Massachusetts General Hospital delays notifying 10,000 patients two months after data breach
Exploit: Unauthorized database access
Massachusetts General Hospital: The largest teaching hospital of Harvard Medical School
Risk to Small Business: 1.555 = Severe: Massachusetts General Hospital (MGH) has begun notifying patients of a data breach in two of the hospital’s computer programs. The event first occurred in June, but the hospital waited more than two months before notifying patients, significantly restricting their opportunity to take precautionary measures before the data is further misused. Now, MGH is incurring the cost of third-party security analysts, and they will be subjected to additional regulatory scrutiny because of the sensitive nature of their business.
Individual Risk: 2.428 = Severe: The data breach exposed personal information for patients participating in select clinical trials. The information includes patient names, dates of birth, medical record numbers, and medical histories. However, Social Security numbers and financial data was not exposed to hackers. Despite the elongated timeframe, those impacted by the breach should review their accounts for suspicious activity, and they should enroll in identity monitoring services to ensure their information’s security moving forward.

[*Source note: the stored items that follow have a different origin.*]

PR #1159, opened 2017-12-01
Refactor Schema::Printer to use Language::Printer

xuorig:
This PR does a few things:

  - Adds a lot of options to `DocumentFromSchemaDefinition`:
    - context: nil
    - only: nil
     - except: nil
     - include_introspection_types: false
     - include_built_in_directives: false
     - include_built_in_scalars: false, 
     - always_include_schema: false

This allows printers to customize the AST before printing it, and removes this logic from printers which become "dumb".

  - Refactors `SchemaPrinter` to use `DocumentFromSchemaDefinition`, this 🔥 a lot of code.
    - SchemaPrinter now inherits from `Language::Printer`.
    - Makes it much easier to extend now

   - Fixes a few issues with `Language::Printer` for printing schemas.

I tried to keep the Schema::Printer API exactly the same, only the underlying logic is changing.

### DIFF
--- a/lib/graphql/language/document_from_schema_definition.rb
+++ b/lib/graphql/language/document_from_schema_definition.rb
@@ -38,8 +38,6 @@ module GraphQL
         )
       end
 
-      protected
-
       def build_schema_node
         schema_node = GraphQL::Language::Nodes::SchemaDefinition.new
 
--- a/lib/graphql/language/document_from_schema_definition.rb
+++ b/lib/graphql/language/document_from_schema_definition.rb
@@ -17,18 +17,13 @@ module GraphQL
       )
         @schema = schema
         @always_include_schema = always_include_schema
-
-        filter = GraphQL::Language::DocumentFromSchemaDefinition::Filter.new(
-          only,
-          except,
-          include_introspection_types: include_introspection_types,
-          include_built_ins: include_built_ins,
-        )
+        @include_introspection_types = include_introspection_types
+        @include_built_ins = include_built_ins
 
         @warden = GraphQL::Schema::Warden.new(
-          filter,
+          GraphQL::Filter.new(only: only, except: except),
           schema: @schema,
-          context: @context
+          context: context,
         )
       end
 
@@ -59,7 +54,7 @@ module GraphQL
       def build_object_type_node(object_type)
         GraphQL::Language::Nodes::ObjectTypeDefinition.new(
           name: object_type.name,
-          interfaces: warden.interfaces(object_type).map { |iface| build_type_name_node(iface) },
+          interfaces: warden.interfaces(object_type).sort_by(&:name).map { |iface| build_type_name_node(iface) },
           fields: build_field_nodes(warden.fields(object_type)),
           description: object_type.description,
         )
@@ -78,7 +73,7 @@ module GraphQL
         GraphQL::Language::Nodes::UnionTypeDefinition.new(
           name: union_type.name,
           description: union_type.description,
-          types: warden.possible_types(union_type).map { |type| build_type_name_node(type) }
+          types: warden.possible_types(union_type).sort_by(&:name).map { |type| build_type_name_node(type) }
         )
       end
 
@@ -93,7 +88,7 @@ module GraphQL
       def build_enum_type_node(enum_type)
         GraphQL::Language::Nodes::EnumTypeDefinition.new(
           name: enum_type.name,
-          values: warden.enum_values(enum_type).map do |enum_value|
+          values: warden.enum_values(enum_type).sort_by(&:name).map do |enum_value|
             build_enum_value_node(enum_value)
           end,
           description: enum_type.description,
@@ -175,11 +170,19 @@ module GraphQL
       end
 
       def build_argument_nodes(arguments)
-        arguments.map { |arg| build_argument_node(arg) }
+        arguments
+          .map { |arg| build_argument_node(arg) }
+          .sort_by(&:name)
       end
 
       def build_directive_nodes(directives)
-        directives.map { |directive| build_directive_node(directive) }
+        if !include_built_ins
+          directives = directives.reject { |directive| built_in?(directive) }
+        end
+
+        directives
+          .map { |directive| build_directive_node(directive) }
+          .sort_by(&:name)
       end
 
       def build_definition_nodes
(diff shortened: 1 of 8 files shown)


xuorig:
cc @rmosolgo this is ready for review!

(not sure what is going on with codeclimate)

rmosolgo:
Cool! I'll take a close look soon.

Code Climate was _kinda_ broken before, now it looks _very_ broken 😬

lib/graphql/language/document_from_schema_definition.rb
```diff
@@ -18,18 +36,18 @@ def document
...
+          schema_node.query = schema.query.name
+        end
 
-        if schema.mutation
+        if schema.mutation && warden.get_type(schema.mutation.name)
           schema_node.mutation = schema.mutation.name
         end
 
-        if schema.subscription
+        if schema.subscription && warden.get_type(schema.subscription.name)
```
rmosolgo: How about using [`#root_type_for_operation("subscription")`](https://github.com/rmosolgo/graphql-ruby/blob/master/lib/graphql/schema/warden.rb#L118) here and for `mutation` and `query` ?

lib/graphql/language/document_from_schema_definition.rb
```diff
@@ -6,10 +6,28 @@ module Language
     # {GraphQL::Language::DocumentFromSchemaDefinition} is used to convert a {GraphQL::Schema} object
     # To a {GraphQL::Language::Document} AST node.
     #
+    # @param context [Hash]
+    # @param only [<#call(member, ctx)>]
+    # @param except [<#call(member, ctx)>]
+    # @param include_introspection_types [Boolean] Wether or not to include introspection types in the AST
+    # @param include_built_in_scalars [Boolean] Wether or not to include built in scalars in the AST
+    # @param include_built_in_directives [Boolean] Wether or not to include built in diirectives in the AST
```
rmosolgo: W**h**ether 😊

lib/graphql/schema.rb
```diff
@@ -564,6 +564,12 @@ def to_json(*args)
       JSON.pretty_generate(as_json(*args))
     end
 
+    def respects_root_name_conventions?
```
rmosolgo: Is this concern only for printing the schema? If so, can we keep it out of `schema.rb`? There's already a lot going on in here, and if we can get away with putting it somewhere else, I'd like to do that!

spec/graphql/schema/printer_spec.rb
```diff
@@ -390,7 +389,7 @@
 
 enum Choice {
   BAR
-  BAZ @deprecated(reason: "Use \\\"BAR\\\".")
```
rmosolgo: 🤔  Can you help me understand why these escapes are not needed anymore? (Were they wrong to begin with?)

lib/graphql/language/document_from_schema_definition.rb
xuorig: What's the difference here? It doesnt look like `root_type_for_operation` uses the warden 🤔

spec/graphql/schema/printer_spec.rb
xuorig: Apparently it has to do with the call to inspect here: https://github.com/rmosolgo/graphql-ruby/blob/master/lib/graphql/schema/printer.rb#L164

```
irb(main):031:0> field_or_enum_value.deprecation_reason
=> "use \"this\""
irb(main):032:0> field_or_enum_value.deprecation_reason.to_s
=> "use \"this\""
irb(main):033:0> field_or_enum_value.deprecation_reason.to_s.inspect
=> "\"use \\\"this\\\"\""
```

I don't think its needed 🤔

lib/graphql/schema.rb
xuorig: done!

xuorig:
Addressed your comments, few other things I worry about:

  - Were these printer modules used by users? 😨 (might be an acceptable breaking change..)

  - The schema printer now only has access to AST nodes and not schema members definitions. This means printing according to something in metadata for example is now much more complex. I suspect there's not that many valid use cases here. Information would usually find its way in AST, especially as we start maybe accepting custom directives. Worst case we can open up `DocumentFromSchemaDefinition` so users can have custom ASTs from schema definitions.

In the end this last point might be a good thing since you can only print valid schema ASTs, making your schema readable by any graphql implementation.

lib/graphql/language/document_from_schema_definition.rb
rmosolgo: Oh, to specify, `Warden#root_type_for_operation`, not `Schema#root_type_for_operation`: 

https://github.com/rmosolgo/graphql-ruby/blob/20d70eb374809835fedaf85bd8bffd0d71799abe/lib/graphql/schema/warden.rb#L118-L125

xuorig: ohhhhhh 💡 awesome.

Done :)

lib/graphql/language/document_from_schema_definition.rb
```diff
@@ -18,73 +36,81 @@ def document
...
+          arguments: build_argument_nodes(warden.arguments(field)),
           type: build_type_name_node(field.type),
           description: field.description,
         )
+
+        if field.deprecation_reason
+          field_node.directives << GraphQL::Language::Nodes::Directive.new(
+            name: GraphQL::Directive::DeprecatedDirective.name,
+            arguments: [GraphQL::Language::Nodes::Argument.new(name: "reason", value: field.deprecation_reason)]
+          )
```
rmosolgo: 👌

lib/graphql/schema/printer.rb
```diff
@@ -74,277 +85,37 @@ def self.print_schema(schema, **args)
...
+          print_deprecated(directive)
         else
-          true
+          super
         end
-      }
+      end
 
-      private_constant :IS_USER_DEFINED_MEMBER
+      def print_deprecated(directive)
```
rmosolgo: Can this method be private? Or, better yet, can this code be inlined into `print_directive`? (I couldn't see any usages of it, but maybe I overlooked them!)

spec/graphql/schema/build_from_definition_spec.rb
```diff
@@ -520,7 +520,7 @@ def build_schema_and_compare_output(definition)
 }
 
 type Mutation {
-  hello(str: String, int: Int, color: Color = RED, nullDefault: Int = null): String
+  hello(color: Color = RED, int: Int, nullDefault: Int = null, str: String): String
```
rmosolgo: yay, sorting

spec/graphql/schema/printer_spec.rb
rmosolgo: Cool, thanks for the details!

lib/graphql/schema/printer.rb
xuorig: good point, fixed!

rmosolgo:
🙌  🎉

xuorig:
🎉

Customers Impacted: 10,000
How it Could Affect Your Customers’ Business: Especially for businesses operating in highly-regulated industries, protecting personal information is of the utmost importance. However, when a mistake is made, every business needs to supportive resources in place to hasten a full recovery and to begin repairing the intense reputational damage that accompanies a cybersecurity incident. In doing so, companies protect their customers, which could make a big difference when securing their loyalty in the future..
Risk Levels:
1 - 1.5 = Extreme Risk
1.51 - 2.49 = Severe Risk
2.5 - 3 = Moderate Risk
*The risk score is calculated using a formula that considers a wide range of factors related to the assessed breach.